Data in this exercise:
-- -- --
PR #265, opened 2017-06-02
Attach ElasticIP to NAT gateway instances in each VPC

LinuxBozo:
Will more than likely need to schedule maintenance window to put this in place since it should recreate the NAT instances with latest AMI image.

### DIFF
--- a/terraform/modules/bosh_vpc/network_private.tf
+++ b/terraform/modules/bosh_vpc/network_private.tf
@@ -101,7 +101,7 @@ resource "aws_instance" "az1_private_nat" {
   ami = "ami-e8ab1489"
   instance_type = "${var.nat_gateway_instance_type}"
   source_dest_check = false
-
+  associate_public_ip_address = true
   subnet_id = "${aws_subnet.az1_public.id}"
 
   vpc_security_group_ids = ["${aws_security_group.local_vpc_traffic.id}"]
@@ -114,7 +114,7 @@ resource "aws_instance" "az2_private_nat" {
   ami = "ami-e8ab1489"
   instance_type = "${var.nat_gateway_instance_type}"
   source_dest_check = false
-
+  associate_public_ip_address = true
   subnet_id = "${aws_subnet.az2_public.id}"
 
   vpc_security_group_ids = ["${aws_security_group.local_vpc_traffic.id}"]
--- a/terraform/modules/bosh_vpc/network_private.tf
+++ b/terraform/modules/bosh_vpc/network_private.tf
@@ -75,7 +75,6 @@ resource "aws_instance" "az1_private_nat" {
   ami = "${var.nat_gateway_ami}"
   instance_type = "${var.nat_gateway_instance_type}"
   source_dest_check = false
-  associate_public_ip_address = true
 
   subnet_id = "${aws_subnet.az1_public.id}"
 
@@ -90,7 +89,6 @@ resource "aws_instance" "az2_private_nat" {
   ami = "${var.nat_gateway_ami}"
   instance_type = "${var.nat_gateway_instance_type}"
   source_dest_check = false
-  associate_public_ip_address = true
 
   subnet_id = "${aws_subnet.az2_public.id}"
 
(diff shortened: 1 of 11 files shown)


cnelson:
Could we spin up new nat gateways with EIPs + alter the route tables to use those, then in another TF update drop the old nat gateways for zero downtime rollout?

terraform/modules/bosh_vpc/network_private.tf
```diff
@@ -100,3 +98,13 @@ resource "aws_instance" "az2_private_nat" {
     Name = "${var.stack_description}  (AZ2 NAT)"
   }
 }
+
+resource "aws_eip" "az1_nat_eip" {
```
cnelson: Should probably add  `lifecycle {prevent_destroy = true}` to these resources, as these are going to end up in other people's firewall configurations and if one gets deleted on accident, there's no getting that same ip back from AWS again

LinuxBozo:
@cnelson Good call. The rotation strategy tis probably something we should do anyway for future AMI updates.

terraform/modules/bosh_vpc/variables.tf
```diff
@@ -41,7 +41,7 @@ variable "nat_gateway_instance_type" {
 }
 
 variable "nat_gateway_ami" {
-  default = "ami-e8ab1489"
+  default = "ami-6ae2660b"
```
jmcarp: Would it make sense to get the AMI ID programmatically instead of hard-coding, possibly using https://www.terraform.io/docs/providers/aws/d/ami.html? If not, maybe we can add a comment explaining what this refers to--or we can just wait for govcloud to offer managed nat gateways :trollface:

terraform/modules/bosh_vpc/network_private.tf
jmcarp: This is both unrelated and unimportant, but I have style questions:
* Can we standardize on where `az1` goes in resource names--prefix or suffix?
* Same question for including resource types in resource names--since resources are namespaced by type, we could call this one `nat_az1` without ambiguity--but maybe it's clearer to keep the type in the name.

terraform/modules/bosh_vpc/variables.tf
cnelson: Given the convo above about it being a multi step process to zero downtime upgrade these instances I don't think we'd want to autobump this.

terraform/modules/bosh_vpc/network_private.tf
```diff
@@ -99,12 +124,29 @@ resource "aws_instance" "az2_private_nat" {
   }
 }
 
-resource "aws_eip" "az1_nat_eip" {
-  instance = "${aws_instance.az1_private_nat.id}"
-  vpc = true
+resource "aws_instance" "az1_private_nat_2017_03" {
```
cnelson: What's 2017-03?  Is that the date on the AMI?

cnelson: What's 2017-03?  Is that the date on the AMI?

terraform/modules/bosh_vpc/network_private.tf
```diff
@@ -48,31 +47,58 @@ resource "aws_route_table" "az2_private_route_table" {
...
 }
 
+resource "aws_route_table_association" "az1_private_rta" {
+  subnet_id = "${aws_subnet.az1_private.id}"
+  route_table_id = "${aws_route_table.az1_private_route_table.id}"
+}
+
+resource "aws_route_table_association" "az2_private_rta" {
+  subnet_id = "${aws_subnet.az2_private.id}"
+  route_table_id = "${aws_route_table.az2_private_route_table.id}"
```
cnelson: When we roll this out to staging we should verify that there's no disruption in service doing the route table change in the same TF update as creating the new Gateways.  I'm a little worried that the route table change will be applied before the new VMs are fully booted and forwarding packets.

LinuxBozo: The first time this is run, it's still using the older NAT instances, so shouldn't be any disruption. Once the newer instances are created, then we can go back and update the routes. This is why I documented this bit in the comments about how to rotate. New instances declared first, then update routes and EIP instances.

terraform/modules/bosh_vpc/network_private.tf
LinuxBozo: Yep.

terraform/modules/bosh_vpc/network_private.tf
cnelson: I mis-read this, LGTM;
-- -- --
What you should do:
Word for word, copy out the entries.

Answer for this exercise:
PR #265, opened 2017-06-02
Attach ElasticIP to NAT gateway instances in each VPC

LinuxBozo:
Will more than likely need to schedule maintenance window to put this in place since it should recreate the NAT instances with latest AMI image.

### DIFF
--- a/terraform/modules/bosh_vpc/network_private.tf
+++ b/terraform/modules/bosh_vpc/network_private.tf
@@ -101,7 +101,7 @@ resource "aws_instance" "az1_private_nat" {
   ami = "ami-e8ab1489"
   instance_type = "${var.nat_gateway_instance_type}"
   source_dest_check = false
-
+  associate_public_ip_address = true
   subnet_id = "${aws_subnet.az1_public.id}"
 
   vpc_security_group_ids = ["${aws_security_group.local_vpc_traffic.id}"]
@@ -114,7 +114,7 @@ resource "aws_instance" "az2_private_nat" {
   ami = "ami-e8ab1489"
   instance_type = "${var.nat_gateway_instance_type}"
   source_dest_check = false
-
+  associate_public_ip_address = true
   subnet_id = "${aws_subnet.az2_public.id}"
 
   vpc_security_group_ids = ["${aws_security_group.local_vpc_traffic.id}"]
--- a/terraform/modules/bosh_vpc/network_private.tf
+++ b/terraform/modules/bosh_vpc/network_private.tf
@@ -75,7 +75,6 @@ resource "aws_instance" "az1_private_nat" {
   ami = "${var.nat_gateway_ami}"
   instance_type = "${var.nat_gateway_instance_type}"
   source_dest_check = false
-  associate_public_ip_address = true
 
   subnet_id = "${aws_subnet.az1_public.id}"
 
@@ -90,7 +89,6 @@ resource "aws_instance" "az2_private_nat" {
   ami = "${var.nat_gateway_ami}"
   instance_type = "${var.nat_gateway_instance_type}"
   source_dest_check = false
-  associate_public_ip_address = true
 
   subnet_id = "${aws_subnet.az2_public.id}"
 
(diff shortened: 1 of 11 files shown)


cnelson:
Could we spin up new nat gateways with EIPs + alter the route tables to use those, then in another TF update drop the old nat gateways for zero downtime rollout?

terraform/modules/bosh_vpc/network_private.tf
```diff
@@ -100,3 +98,13 @@ resource "aws_instance" "az2_private_nat" {
     Name = "${var.stack_description}  (AZ2 NAT)"
   }
 }
+
+resource "aws_eip" "az1_nat_eip" {
```
cnelson: Should probably add  `lifecycle {prevent_destroy = true}` to these resources, as these are going to end up in other people's firewall configurations and if one gets deleted on accident, there's no getting that same ip back from AWS again

LinuxBozo:
@cnelson Good call. The rotation strategy tis probably something we should do anyway for future AMI updates.

terraform/modules/bosh_vpc/variables.tf
```diff
@@ -41,7 +41,7 @@ variable "nat_gateway_instance_type" {
 }
 
 variable "nat_gateway_ami" {
-  default = "ami-e8ab1489"
+  default = "ami-6ae2660b"
```
jmcarp: Would it make sense to get the AMI ID programmatically instead of hard-coding, possibly using https://www.terraform.io/docs/providers/aws/d/ami.html? If not, maybe we can add a comment explaining what this refers to--or we can just wait for govcloud to offer managed nat gateways :trollface:

terraform/modules/bosh_vpc/network_private.tf
jmcarp: This is both unrelated and unimportant, but I have style questions:
* Can we standardize on where `az1` goes in resource names--prefix or suffix?
* Same question for including resource types in resource names--since resources are namespaced by type, we could call this one `nat_az1` without ambiguity--but maybe it's clearer to keep the type in the name.

terraform/modules/bosh_vpc/variables.tf
cnelson: Given the convo above about it being a multi step process to zero downtime upgrade these instances I don't think we'd want to autobump this.

terraform/modules/bosh_vpc/network_private.tf
```diff
@@ -99,12 +124,29 @@ resource "aws_instance" "az2_private_nat" {
   }
 }
 
-resource "aws_eip" "az1_nat_eip" {
-  instance = "${aws_instance.az1_private_nat.id}"
-  vpc = true
+resource "aws_instance" "az1_private_nat_2017_03" {
```
cnelson: What's 2017-03?  Is that the date on the AMI?

cnelson: What's 2017-03?  Is that the date on the AMI?

terraform/modules/bosh_vpc/network_private.tf
```diff
@@ -48,31 +47,58 @@ resource "aws_route_table" "az2_private_route_table" {
...
 }
 
+resource "aws_route_table_association" "az1_private_rta" {
+  subnet_id = "${aws_subnet.az1_private.id}"
+  route_table_id = "${aws_route_table.az1_private_route_table.id}"
+}
+
+resource "aws_route_table_association" "az2_private_rta" {
+  subnet_id = "${aws_subnet.az2_private.id}"
+  route_table_id = "${aws_route_table.az2_private_route_table.id}"
```
cnelson: When we roll this out to staging we should verify that there's no disruption in service doing the route table change in the same TF update as creating the new Gateways.  I'm a little worried that the route table change will be applied before the new VMs are fully booted and forwarding packets.

LinuxBozo: The first time this is run, it's still using the older NAT instances, so shouldn't be any disruption. Once the newer instances are created, then we can go back and update the routes. This is why I documented this bit in the comments about how to rotate. New instances declared first, then update routes and EIP instances.

terraform/modules/bosh_vpc/network_private.tf
LinuxBozo: Yep.

terraform/modules/bosh_vpc/network_private.tf
cnelson: I mis-read this, LGTM;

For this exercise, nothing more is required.